INSTRUCTIONS FOR THE TASK: Retype the data exactly, so that every line matches the original.

DATA TO USE:
PR #305, opened 2016-11-02
added limitations clarifications: JSON and FEDERATED

shlomi-noach:
cc @ggunson I was already documenting the `JSON` limitation so jumped on the `FEDERATED` as well. I don't think we should add much to the `FEDERATED` case.


ggunson:
I was mostly wanting to know what the federated setup even was that this failed on, because it didn't make a lot of sense to me. (Also, if `SELECT COUNT(*)` causes mysqld to crash, that's not gh-ost's fault).

Issue #318, opened 2016-11-29
False positive for rename column check


dveeden:
Operation:
```
-alter 'add column exchange_rate double comment "exchange rate used for pay in your own currency"'
```

Result:
```
2016-11-29 10:33:17 FATAL gh-ost believes the ALTER statement renames columns, as follows: map[rate:used]; as precation, you are asked to confirm gh-ost is correct, and provide with `--approve-renamed-columns`, and we're all happy. Or you can skip renamed columns via `--skip-renamed-columns`, in which case column data may be lost
```

```
 13 var (
 14         renameColumnRegexp = regexp.MustCompile(`(?i)change\s+(column\s+|)([\S]+)\s+([\S]+)\s+`)
 15 )
```

Would be nice if we could exclude comment from this regex.

shlomi-noach:
Similarly:

```
--alter="add column exchange double comment 'exchange rate used for pay in your own currency'"
```
Results with:

```
2016-11-29 11:03:59 FATAL gh-ost believes the ALTER statement renames columns, as follows: map[rate:used double:comment]; as precaution, you are asked to confirm gh-ost is correct, and provide with `--approve-renamed-columns`, and we're all happy. Or you can skip renamed columns via `--skip-renamed-columns`, in which case column data may be lost
```

shlomi-noach:
local tests to reproduce this error: https://github.com/github/gh-ost/pull/319/files

dveeden:
The mighty ANTLR4 now has a go target... https://github.com/antlr/antlr4/blob/master/doc/go-target.md
I happen to have a MySQLSchemaChange.g4 file...

Would you be interested in switching this from a regex to antlr?

shlomi-noach:
> Would you be interested in switching this from a regex to antlr?

If you're up to do the work, I'm happy to take it

shlomi-noach:
closed by #319. Potentially to be iterated later on via ANTLR4

PR #319, opened 2016-11-29
added tests to verify no false positives rename-column found

shlomi-noach:
Storyline: https://github.com/github/gh-ost/issues/318

When this branch passes local tests, then https://github.com/github/gh-ost/issues/318 is fixed.

We add tests to catch false-positive rename-column detection on:

- column that has the substring `change`
- comment that has word/substring `change`


shlomi-noach:
The `rename` detection flow now:

- tokenizes `alter` statement into its ingredients (smartly avoids tokenizing on quoted commas, enum commas, etc)
- sanitizes quotes in each such token: completely ignores text within quotes

shlomi-noach:
this passes prod testing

THE ANSWER:
PR #305, opened 2016-11-02
added limitations clarifications: JSON and FEDERATED

shlomi-noach:
cc @ggunson I was already documenting the `JSON` limitation so jumped on the `FEDERATED` as well. I don't think we should add much to the `FEDERATED` case.


ggunson:
I was mostly wanting to know what the federated setup even was that this failed on, because it didn't make a lot of sense to me. (Also, if `SELECT COUNT(*)` causes mysqld to crash, that's not gh-ost's fault).

Issue #318, opened 2016-11-29
False positive for rename column check


dveeden:
Operation:
```
-alter 'add column exchange_rate double comment "exchange rate used for pay in your own currency"'
```

Result:
```
2016-11-29 10:33:17 FATAL gh-ost believes the ALTER statement renames columns, as follows: map[rate:used]; as precation, you are asked to confirm gh-ost is correct, and provide with `--approve-renamed-columns`, and we're all happy. Or you can skip renamed columns via `--skip-renamed-columns`, in which case column data may be lost
```

```
 13 var (
 14         renameColumnRegexp = regexp.MustCompile(`(?i)change\s+(column\s+|)([\S]+)\s+([\S]+)\s+`)
 15 )
```

Would be nice if we could exclude comment from this regex.

shlomi-noach:
Similarly:

```
--alter="add column exchange double comment 'exchange rate used for pay in your own currency'"
```
Results with:

```
2016-11-29 11:03:59 FATAL gh-ost believes the ALTER statement renames columns, as follows: map[rate:used double:comment]; as precaution, you are asked to confirm gh-ost is correct, and provide with `--approve-renamed-columns`, and we're all happy. Or you can skip renamed columns via `--skip-renamed-columns`, in which case column data may be lost
```

shlomi-noach:
local tests to reproduce this error: https://github.com/github/gh-ost/pull/319/files

dveeden:
The mighty ANTLR4 now has a go target... https://github.com/antlr/antlr4/blob/master/doc/go-target.md
I happen to have a MySQLSchemaChange.g4 file...

Would you be interested in switching this from a regex to antlr?

shlomi-noach:
> Would you be interested in switching this from a regex to antlr?

If you're up to do the work, I'm happy to take it

shlomi-noach:
closed by #319. Potentially to be iterated later on via ANTLR4

PR #319, opened 2016-11-29
added tests to verify no false positives rename-column found

shlomi-noach:
Storyline: https://github.com/github/gh-ost/issues/318

When this branch passes local tests, then https://github.com/github/gh-ost/issues/318 is fixed.

We add tests to catch false-positive rename-column detection on:

- column that has the substring `change`
- comment that has word/substring `change`


shlomi-noach:
The `rename` detection flow now:

- tokenizes `alter` statement into its ingredients (smartly avoids tokenizing on quoted commas, enum commas, etc)
- sanitizes quotes in each such token: completely ignores text within quotes

shlomi-noach:
this passes prod testing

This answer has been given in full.